Issue #4643, opened 2026-03-23
Deprecate `NonCancellable` in favor of a new scoped function


dkhalanskyjb:
`NonCancellable` is problematic.

First, it can be passed to `launch`/`async`/`produce`/etc. and break structured concurrency.  This is not what you want: see https://github.com/Kotlin/kotlinx.coroutines/pull/4435 for details.

The only correct usage of `NonCancellable` is as the `withContext` parameter. This is an idiom:

```kotlin
try {
    // do something
} finally {
    withContext(NonCancellable) {
        // cleaning up resources whose `close` is `suspend`
    }
}
```

`NonCancellable` is not particularly good at that, as well. `withContext` uses *prompt cancellation*. If `withContext(NonCancellable)` suspends on the final `}` (waiting for its child coroutines, or dispatching back to the original dispatcher), then it will throw a `CancellationException` on exit. That will override the original exception thrown inside `try`: https://pl.kotl.in/u5gIaCPQ5

What we need instead is:

```kotlin
suspend fun <T> nonCancellable(action: suspend CoroutineScope.() -> T): T =
    withContext(NonCancellable) {
        coroutineScope {
            action()
        }
    }
```

This looks like the only reasonable usage pattern for `NonCancellable`, so the additional flexibility presented by it being a `CoroutineContext` element is harmful.

PR #4736, opened 2026-08-26
Fix warnings

dkhalanskyjb:
The warnings were mostly introduced by the new deprecated `launch` and `async` overloads, though there are a couple of others.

■ ■ ■ ■ ■ ■ ■

Exercise:
Each line above that contains the word "action" must be copied.

Answer for this exercise:
suspend fun <T> nonCancellable(action: suspend CoroutineScope.() -> T): T =
            action()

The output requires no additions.